4.7. Natural Fracture Density

In order to investigate the influence of natural fracture density on pressure channeling, the distribution of pore pressure cloud maps under different natural fracture densities was plotted, as shown in Figure 17. From Figure 17 and Figure 18, it can be seen that as the density of natural fractures increases from 0.1 to 0.3, the pore pressure decreases by 1.59 MPa (3.32%), the gradient significantly increases, and the diffusion range of pore pressure significantly expands. In most cases, the higher the density of natural fractures, the larger the reservoir area where the fractures communicate. However, when the density of natural fractures increased from 0.25 to 0.3, the results of the quantitative analysis of the blue area by software show that the difference of the diffusion range between the two is only 0.5%, and there is no obvious change. It can be seen that most natural fractures did not successfully open or their permeability was too low. Therefore, when fracturing multiple clusters of horizontal wells, it is necessary to avoid communicating with natural fracture zones or consider reducing the flow conductivity of natural fractures.

4.8. Natural Fracture Angle

In order to investigate the influence of the natural fracture angle on pressure channeling, the distribution of pore pressure cloud maps under different angles between natural fractures and main fractures was plotted, as shown in Figure 19. From Figure 19 and Figure 20, it can be seen that as the inclination angle increases from 0° to 80°, the pore pressure decreases by 0.39 MPa (0.82%) after 3 years of production. When the angle between the natural fracture and the main fracture is 0°, the artificial fracture can only communicate with the natural fracture on its extension path. As the angle between the natural fracture and the main fracture increases, the artificial fracture is more likely to communicate with the natural fractures on both sides, ultimately leading to the expansion of the pore pressure diffusion area. In the process of horizontal well fracturing, in order to avoid interference between wells, more attention should be paid to the direction of natural fracture development. When fracturing subwells, the appropriate angle with the natural fracture should be selected based on the location of the parent well.

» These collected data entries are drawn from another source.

PR #178, opened 2019-02-13
[BPK-2245] Add settings view to Example app

georgegillams:
## TODO in subsequent PR's
 - [ ] Implement the settings screen controls.

### DIFF
--- a/Example/Backpack/View Controllers/BPKRootListTableViewController.m
+++ b/Example/Backpack/View Controllers/BPKRootListTableViewController.m
@@ -17,12 +17,21 @@
  */
 
 #import "BPKRootListTableViewController.h"
+#import <Backpack/Icon.h>
+#import <Backpack/Color.h>
 
 @interface BPKRootListTableViewController ()
-
+@property (weak, nonatomic) IBOutlet UIBarButtonItem *settingsButton;
 @end
 
 @implementation BPKRootListTableViewController
+
+- (void) viewDidLoad {
+    [super viewDidLoad];
+
+    UIImage *largeSettingsIcon = [BPKIcon templateIconNamed:@"settings" size:BPKIconSizeLarge];
+    self.settingsButton.image = largeSettingsIcon;
+}
 
 - (void)prepareForSegue:(UIStoryboardSegue *)segue sender:(id)sender {
     // We cheat and use the same view controller for both fonts and labels
--- a/Example/Backpack/View Controllers/SettingsViewController.swift
+++ b/Example/Backpack/View Controllers/SettingsViewController.swift
@@ -1,7 +1,7 @@
 /*
  * Backpack - Skyscanner's Design System
  *
- * Copyright 2018 Skyscanner Ltd
+ * Copyright 2019 Skyscanner Ltd
  *
  * Licensed under the Apache License, Version 2.0 (the "License");
  * you may not use this file except in compliance with the License.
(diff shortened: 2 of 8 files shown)


Backpack/Button/Classes/BPKButton.m
```diff
@@ -374,7 +374,8 @@ - (void)updateContentColor {
         [self setAttributedTitle:nil forState:UIControlStateNormal];
     }
     
-    
+
+    self.tintColor = self.currentContentColor;
```
georgegillams: This seems to be required to make the tint colour be correct when first rendered 🤔

shaundon:
Something about the UI here feels a bit off. I think settings screens generally appear as separate flows, like in a modal, rather than as a nested view off of the current hierarchy. See the attached movie for an example. 

[IMG_2339.TRIM.MOV.zip](https://github.com/Skyscanner/backpack-ios/files/2860479/IMG_2339.TRIM.MOV.zip)

How difficult would it be to do it this way? If it's a big job I'm happy to leave it be as I know it's a small point.

georgegillams:
@shaundon I made it like that.
https://github.com/Skyscanner/backpack-ios/pull/178#issuecomment-463196321

Have also implemented shake behaviour too.

shaundon:
This needs a bit of work:

screen shot 2019-02-14 at 10 52 43

1. It's using the wrong type of table view (should be the grouped style)
2. The theming button is non functional. I think this was maybe added by mistake as the original PR didn't include it.
3. We definitely shouldn't have the title and close button as part of the table.

I think it should look something like this:

screen shot 2019-02-14 at 11 04 39

Example/Backpack/View Controllers/BPKRootListTableViewController.m
```diff
@@ -17,13 +17,27 @@
  */
 
 #import "BPKRootListTableViewController.h"
```
k0nserv: Can we have an empty line after this import to group the imports?

Example/Backpack/View Controllers/BPKRootListTableViewController.m
```diff
@@ -17,13 +17,27 @@
...
+#import <Backpack/Button.h>
+#import <Backpack/Icon.h>
 
 @interface BPKRootListTableViewController ()
+@property (weak, nonatomic) IBOutlet BPKButton *settingsButton;
```
k0nserv: I am not sure how I feel about this being a custom button when we could just use as regular `UIBarButtonItem` and `- (instancetype)initWithImage:(UIImage *)image style:(UIBarButtonItemStyle)style target:(id)target action:(SEL)action;`

Example/Backpack/View Controllers/SettingsViewController.swift
```diff
@@ -0,0 +1,35 @@
+/*
+ * Backpack - Skyscanner's Design System
+ *
+ * Copyright 2018 Skyscanner Ltd
```
k0nserv: This year is wrong

Example/Backpack/View Controllers/SettingsViewController.swift
```diff
@@ -0,0 +1,35 @@
...
+ * WITHOUT WARRANTIES OR CONDITIONS OF ANY KIND, either express or implied.
+ * See the License for the specific language governing permissions and
+ * limitations under the License.
+ */
+
+import UIKit
+import Backpack
+
+class SettingsViewController: UITableViewController {
+    @IBOutlet weak var closeButton: Button!
```
k0nserv: Similar here do we really need to use a `Backpack.Button` over a regular system button with the appropraite `tintColor`?

georgegillams: Dogfooding man!

k0nserv: It doesn't feel appropriate to use a Backpack Button in the navigation bar in that case we should provide an API for configuring bar button items

georgegillams: But this is an example app, and it works...

Example/Backpack/View Controllers/BPKRootListTableViewController.m
georgegillams: I've now swapped the settings and close buttons out for system ones. Let me know what you think of it now 😃

Example/Backpack/View Controllers/BPKRootListTableViewController.m
```diff
@@ -35,8 +35,9 @@ - (void)viewDidLoad {
     UIImage *largeSettingsIcon = [BPKIcon templateIconNamed:@"settings" size:BPKIconSizeLarge];
     [self.settingsButton setImage:largeSettingsIcon];
```
k0nserv: This should be removed no?

georgegillams: Do you mean for it to look like this?
https://github.com/Skyscanner/backpack-ios/pull/178/commits/9238f3170600cb0a7eef9e962725fb4c183a561d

5. Conclusions and Recommendations

Based on the theory of porous media elasticity and the mechanism of fluid solid coupling interaction, a dynamic transformation model for the stress field of fixed pressure production in horizontal wells considering multi-stage stress sensitivity was established. The research conclusion is as follows:

• For low-permeability reservoirs, multi-stage stress sensitivity has a relatively low impact on reservoir stress. As the stress sensitivity coefficients of matrix porosity and matrix permeability increase, the minimum horizontal principal stress value in the entire fracture length direction decreases within the range of 0.27%, the low stress area increases, and the high stress area decreases. With the change of the fracture compression coefficient, the principal stress changes within 0.001 MPa, and the stress distribution pattern does not significantly change.
• The main fracture parameters have a significant impact on the stress field. As the number, spacing, and length of the main fractures change, the main stress varies within the range of 2.85%, 1.36%, and 0.83%, respectively. The number, spacing, and size of the main fractures show a negative correlation, while the length of the main fractures shows a negative correlation.
• Random natural fractures have a significant impact on pore pressure, with the density of natural fractures increasing from 0.1 to 0.3, resulting in a decrease of 3.32% in pore pressure and a significant increase in the diffusion area of pore pressure. As the angle between natural fractures increases, it is easier to communicate with the reservoir on both sides of the fracture.
• This type of reservoir should pay more attention to the impact of perforation spacing, perforation cluster number, construction displacement, and natural fracture conditions on the stress field.